» **Instructions to follow**
For the word "author", search the records and show each line in which it occurs.

━━━ Input data ━━━

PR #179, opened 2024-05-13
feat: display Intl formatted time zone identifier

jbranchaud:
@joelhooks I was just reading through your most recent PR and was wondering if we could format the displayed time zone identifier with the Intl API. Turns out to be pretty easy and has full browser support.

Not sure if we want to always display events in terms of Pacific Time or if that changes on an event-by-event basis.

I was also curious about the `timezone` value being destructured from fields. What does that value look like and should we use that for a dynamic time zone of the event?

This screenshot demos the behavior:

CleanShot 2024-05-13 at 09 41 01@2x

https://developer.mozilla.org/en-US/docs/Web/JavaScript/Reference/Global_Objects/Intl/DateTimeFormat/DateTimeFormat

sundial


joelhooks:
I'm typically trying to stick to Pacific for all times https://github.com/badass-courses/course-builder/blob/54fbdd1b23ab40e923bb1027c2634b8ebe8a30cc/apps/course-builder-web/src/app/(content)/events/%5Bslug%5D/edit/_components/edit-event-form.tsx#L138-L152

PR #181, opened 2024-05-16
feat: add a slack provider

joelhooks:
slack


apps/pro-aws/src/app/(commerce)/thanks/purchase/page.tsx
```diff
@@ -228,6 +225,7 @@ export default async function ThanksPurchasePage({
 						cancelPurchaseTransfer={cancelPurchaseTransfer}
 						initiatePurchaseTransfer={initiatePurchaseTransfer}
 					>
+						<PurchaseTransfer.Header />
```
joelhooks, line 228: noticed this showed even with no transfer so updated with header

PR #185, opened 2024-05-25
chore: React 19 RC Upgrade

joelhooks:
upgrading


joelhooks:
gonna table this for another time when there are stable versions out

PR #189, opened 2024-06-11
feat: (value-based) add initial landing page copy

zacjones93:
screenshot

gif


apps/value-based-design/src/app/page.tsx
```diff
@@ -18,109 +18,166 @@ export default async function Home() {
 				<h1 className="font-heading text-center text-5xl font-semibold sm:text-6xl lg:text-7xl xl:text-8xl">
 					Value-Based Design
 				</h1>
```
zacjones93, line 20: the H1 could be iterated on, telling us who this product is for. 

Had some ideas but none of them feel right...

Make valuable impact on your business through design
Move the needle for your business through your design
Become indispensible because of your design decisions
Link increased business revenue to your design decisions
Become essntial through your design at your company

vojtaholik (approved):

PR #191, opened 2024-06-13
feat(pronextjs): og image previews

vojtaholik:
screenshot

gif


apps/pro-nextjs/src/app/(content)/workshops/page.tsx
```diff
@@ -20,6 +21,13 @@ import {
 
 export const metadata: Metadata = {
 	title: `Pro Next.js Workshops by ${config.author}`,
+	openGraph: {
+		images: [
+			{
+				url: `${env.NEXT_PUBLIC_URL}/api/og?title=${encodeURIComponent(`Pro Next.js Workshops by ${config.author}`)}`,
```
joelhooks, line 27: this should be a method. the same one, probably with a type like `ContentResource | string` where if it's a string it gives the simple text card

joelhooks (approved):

━━━

» **Solved exercise**
 	title: `Pro Next.js Workshops by ${config.author}`,
+				url: `${env.NEXT_PUBLIC_URL}/api/og?title=${encodeURIComponent(`Pro Next.js Workshops by ${config.author}`)}`,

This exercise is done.